I could do following but this will not give 80% of each user.
val percentData = data.map(x => ((math.random * 100).toInt, x._1. x._2, x._3)
val train = percentData.filter(x => x._1 < 80).values.repartition(10).cache()
One possible solution is in Holden's answer, and here is some other solutions :
Using RDDs :
You can use the sampleByKeyExact transformation, from the PairRDDFunctions class.
sampleByKeyExact(boolean withReplacement, scala.collection.Map fractions, long seed)
Return a subset of this RDD sampled by key (via stratified sampling) containing exactly math.ceil(numItems * samplingRate) for each stratum (group of pairs with the same key).
And this is how I would do :
Considering the following list :
val seq = Seq(
(2147481832,23355149,1),(2147481832,973010692,1),(2147481832,2134870842,1),(2147481832,541023347,1),
(2147481832,1682206630,1),(2147481832,1138211459,1),(2147481832,852202566,1),(2147481832,201375938,1),
(2147481832,486538879,1),(2147481832,919187908,1),(214748183,919187908,1),(214748183,91187908,1)
)
I would create an RDD Pair, mapping all the users as keys :
val data = sc.parallelize(seq).map(x => (x._1,(x._2,x._3)))

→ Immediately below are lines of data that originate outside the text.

PR #187, opened 2018-05-09
Sel 13

tmchedlishvili:


app/controllers/models/wallet.js
```diff
@@ -40,6 +40,7 @@ module.exports = function (app, sqlLiteService) {
                         table.string('keystoreFilePath');
                         table.binary('profilePicture');
                         table.integer('isSetupFinished').notNullable().defaultTo(0);
+                        table.integer('isLedger').notNullable().defaultTo(0);
```
dfcowell: This should be a string or enum field specifying a `provider` or `profile` which can be any of:

- local (private key stored in wallet file)
- ledger
- trezor (not implemented yet)

app/src/angular/classes/wallet.js
```diff
@@ -254,11 +257,21 @@ class Wallet {
             if (contractDataHex) {
                 rawTx.data = EthUtils.sanitizeHex(contractDataHex);
             }
-
-            let eTx = new Tx(rawTx);
-            eTx.sign(this.privateKey);
-
-            defer.resolve('0x' + eTx.serialize().toString('hex'));
+            
+            if (!this.isLedger) {
```
dfcowell: We should be using the factory pattern here to allow for adding other integrations in the future.

app/src/angular/configs/app.run.js
```diff
@@ -36,13 +36,15 @@ function AppRun($rootScope, $log, $window, $timeout, $interval, $q, $state, $tra
     Wallet.SqlLiteService = SqlLiteService;
     Wallet.CommonService = CommonService;
     Wallet.EtherScanService = EtherScanService;
+    Wallet.LedgerService = LedgerService;
```
dfcowell: Why are we monkeypatching these modules like this?

app/src/angular/controllers/commons/dialogs/send-token-controller.js
```diff
@@ -192,13 +201,18 @@ function SendTokenDialogController($rootScope, $scope, $log, $q, $mdDialog, $int
...
+                    CommonService.showToast('error', error, 20000);
+                    $scope.errors.sendFailed = error;
                     // reset view state
                     setViewState();
                 });
             }).catch((error) => {
-                CommonService.showToast('error', error.toString(), 20000);
+                error = error.toString();
+                if (error) {
+                    CommonService.showToast('error', error.toString(), 20000);
```
dfcowell: Why are we `toString`ing something we've already stringed two lines above?

app/src/templates/common/dialogs/choose-ledger-address.pug
```diff
@@ -0,0 +1,47 @@
...
+            .choose-title Select an Ethereum (ETH) address you would like to use:
+            .grid-container
+                md-radio-group(ng-model="selectedAddress")
+                    table
+                        thead
+                            tr
+                                td
+                                td Your Address
+                                td Balance
+                                td Token Balaces
```
altninja: typo: "Token Balances"

app/controllers/rpc-handler.js
```diff
@@ -977,6 +977,73 @@ module.exports = function (app) {
...
+                }
+            }).catch((error) => {
+                log.error(error);
+                app.win.webContents.send(RPC_METHOD, actionId, actionName, error, null);
+            });
+        } catch (e) {
+            log.error(e);
+            app.win.webContents.send(RPC_METHOD, actionId, actionName, e.message, null);
+        }
+    }
```
altninja: @dfcowell can we get the go-ahead to start a re-factor branch to improve how RPC is implemented?

app/src/templates/common/dialogs/choose-ledger-address.pug
altninja: typo: "Token Balances"

app/controllers/models/wallet.js
tmchedlishvili: Okay I will change it to 'enum'

app/src/app.js
```diff
@@ -212,6 +224,9 @@ angular.module('kyc-wallet').controller('GuestImportKeystoreController', GuestIm
 const GuestImportPrivateKeyController = requireAppModule('angular/controllers/guest/import/private-key-controller.js');
 angular.module('kyc-wallet').controller('GuestImportPrivateKeyController', GuestImportPrivateKeyController);
 
+const GuestImportLedgerController = requireAppModule('angular/controllers/guest/import/ledger.js');
+angular.module('kyc-wallet').controller('GuestImportLedgerController', GuestImportLedgerController);
+
```
altninja: this one too, there must be a better way to manage this otherwise the app will be completely unmaintainable after another 6 months of features being added

app/src/angular/services/web3.service.js
```diff
@@ -305,16 +253,13 @@ function Web3Service($rootScope, $window, $q, $timeout, $log, $http, $httpParamS
...
+        static waitForTicket(defer, method, args, contractAddress, contractMethod) {
+            RPCService.makeCall('waitForWeb3Ticket', { method, args, contractAddress, contractMethod }).then((response) => {
+                $log.info("method response", method, response);
+                defer.resolve(response)
+            }).catch((error) => {
+                $log.error("method response error", method, error);
+                defer.reject(error);
             });
         }
     };
```
altninja: question: why mix of Q and Bluebird for promises throughout the app?  can we refactor to native promises or async?

app/controllers/models/wallet.js
altninja: enum won't be supported in SQLite - will need to be string

app/src/app.js
tmchedlishvili: @altninja I don't understand this one, what should i do, every other controllers are implemented like this. You know, the issue is just about ledger integration

app/src/angular/configs/app.run.js
tmchedlishvili: This is a way to path some services into Token&Wallet classes, in order to access the services from the class. 
this is current, existing implementation if we need to change/refactor it, we should create another task/branch for this.
(this PR just stands for Ledger integration)

app/src/app.js
altninja: @tmchedlishvili its ok I'm not requesting changes here just commenting, it won't affect the PR

app/controllers/rpc-handler.js
dfcowell: Yeah, let's merge the open PRs and then we can get started on that, otherwise we'll be in merge hell. @altninja can you work through the PR backlog today please?

PR #188, opened 2018-05-09
SEL-27 dev done

tmchedlishvili:


app/controllers/common-service.js
```diff
@@ -0,0 +1,13 @@
+'use strict';
+
+const isOnline = require('is-online');
```
dfcowell: This file seems kinda silly when we can just import the `is-online` module wherever we need it.

tmchedlishvili:
@dfcowell common-service is removed.

PR #209, opened 2018-06-06
Fix/seed migration bugs

altninja:


package.json
```diff
@@ -31,7 +31,7 @@
   ],
   "main": "./src/main/main.js",
   "scripts": {
-    "dev": "gulp && electron-webpack dev",
+    "dev": "NODE_ENV=development gulp && electron-webpack dev",
```
rodrigopavezi: @altninja this should not be needed. Electron-webpack will set it when running the dev command. `electron-webpack dev` cheers

altninja: done

rodrigopavezi:
@altninja looks good 👍  cheers

PR #210, opened 2018-06-06
Fix/keystore unlock

altninja:


src/renderer/angular/controllers/guest/import/keystore-controller.js
```diff
@@ -98,6 +98,7 @@ function GuestImportKeystoreController($rootScope, $scope, $log, $q, $timeout, $
         });
 
         unlockExistingWalletPromise.then((data) => {
+            console.log('YES')
```
rodrigopavezi: @altninja can you remove this logging unless it is needed so it would be good to have more explanatory message. Cheers

altninja: oops missed one thanks!

rodrigopavezi:
@altninja looks good. cheers

PR #211, opened 2018-06-06
checkTxInfo: add guard into if statment

tmchedlishvili:


dfcowell:
@tmchedlishvili can you please fix the conflicts in this PR?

Then I'll set up fractions for each key as following, since sampleByKeyExact takes a Map of fraction for each key :
val fractions = data.map(_._1).distinct.map(x => (x,0.8)).collectAsMap
What I have done here is mapping on the keys to find distinct keys and then associate each to a fraction equals to 0.8. I collect the whole as a Map.
To sample now :
import org.apache.spark.rdd.PairRDDFunctions
val sampleData = data.sampleByKeyExact(false, fractions, 2L)
or
val sampleData = data.sampleByKeyExact(withReplacement = false, fractions = fractions,seed = 2L)

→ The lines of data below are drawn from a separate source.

PR #215, opened 2018-06-12
Implement autoupdate

rodrigopavezi:


appveyor.yml
```diff
@@ -1,23 +1,44 @@
 image: Visual Studio 2017
 environment:
   OSENV: windows
-  OUTPUT: 'C:\projects\identity-wallet\sk-windows-' + $APPVEYOR_BUILD_VERSION + '.zip'
+  encryptedkey:
```
altninja: this is the same type of setup as the ones on Travis?  needs the keys from inside Appveyor to work right?

src/main/autoupdater.js
```diff
@@ -1,20 +1,12 @@
 'use strict'
-
-const { app, autoUpdater, dialog } = require('electron')
-const os = require('os')
-const updaterFeedURL = 'https://selfkey-releases.storage.googleapis.com/SelfKey-Desktop-Identity-Wallet/ea788838ccc9eb63676dd2da87772850/' + os.platform() + '/' + os.arch() + '/RELEASES.json?method=JSON&version=' + app.getVersion()
```
altninja: check with @dfcowell if we are still gonna use nucleus server

appveyor.yml
```diff
@@ -1,23 +1,44 @@
...
+  - ps: Start-Process 'Win64OpenSSL-1_1_0h.exe' -ArgumentList '/silent /verysilent /sp- /suppressmsgboxes' -Wait
+  - choco install gcloudsdk
+  - refreshenv
   - ps: Install-Product node 9 x64
   - npm i -g --production windows-build-tools
   - npm config set msvs_version 2015 --global
   - set PATH=C:\Ruby22\bin;%PATH%
   - gem install sass compass
   - npm i -g yarn
-  - npm i --no-prune
```
altninja: this was breaking builds without it - if yarn solves then cool but for me it caused a lot of dependency issues

appveyor.yml
rodrigopavezi: @altninja this is different. the values on the yml are encrypted and appveyor will decrypt it when running a push build. That is why the value is declared here. I am using the same travis keys  though. I deploy their values to GCS so I could also setup here and on cricle ci. cheers

appveyor.yml
rodrigopavezi: @altninja yeah, with yarn there is not need for it. cheers

src/main/autoupdater.js
rodrigopavezi: @altninja good point. I have setup auto update with github release. I guess we can point a custom domain to it from the selfkey website. Something like this https://help.github.com/articles/linking-to-releases/ 

@dfcowell thoughts?

Cheers

dfcowell: Let's keep using Github releases. Less to maintain. :+1:

PR #216, opened 2018-06-12
Fix SEL-49 by doing the right formatting and unformatting of the values

rodrigopavezi:


src/renderer/angular/directives/commons/sk-circle-pie-chart.directive.js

You can check the count on your keys or data or data sample :
scala > data.count
// [...]
// res10: Long = 12
scala > sampleData.count
// [...]
// res11: Long = 10
Using DataFrames :
Let's consider the same data (seq) from the previous section.
val df = seq.toDF("keyColumn","value1","value2")
df.show
// +----------+----------+------+
// | keyColumn| value1|value2|
// +----------+----------+------+
// |2147481832| 23355149| 1|
// |2147481832| 973010692| 1|
// |2147481832|2134870842| 1|
// |2147481832| 541023347| 1|
// |2147481832|1682206630| 1|
// |2147481832|1138211459| 1|
// |2147481832| 852202566| 1|
// |2147481832| 201375938| 1|
// |2147481832| 486538879| 1|
// |2147481832| 919187908| 1|
// | 214748183| 919187908| 1|
// | 214748183| 91187908| 1|
// +----------+----------+------+
We will need the underlying RDD to do that on which we creates tuples of the elements in this RDD by defining our key to be the first column :
val data: RDD[(Int, Row)] = df.rdd.keyBy(_.getInt(0))
val fractions: Map[Int, Double] = data.map(_._1)
.distinct
.map(x => (x, 0.8))
.collectAsMap
val sampleData: RDD[Row] = data.sampleByKeyExact(withReplacement = false, fractions, 2L)
.values
val sampleDataDF: DataFrame = spark.createDataFrame(sampleData, df.schema) // you can use sqlContext.createDataFrame(...) instead for spark 1.6)
You can now check the count on your keys or df or data sample :
scala > df.count
// [...]
// res9: Long = 12
scala > sampleDataDF.count
// [...]
// res10: Long = 10
Since Spark 1.5.0 you can use DataFrameStatFunctions.sampleBy method:
df.stat.sampleBy("keyColumn", fractions, seed)
Something like this is may be well suited to something like "Blink DB", but lets look at the question. There are two ways to interpret what you've asked one is:
1) You want 80% of your users, and you want all of the data for them.
2) You want 80% of each users data
For #1 you could do a map to get the user ids, call distinct, and then sample 80% of them (you may want to look at kFold in MLUtils or BernoulliCellSampler). You can then filter your input data to just the set of IDs you want.
For #2 you could look at BernoulliCellSampler and simply apply it directly.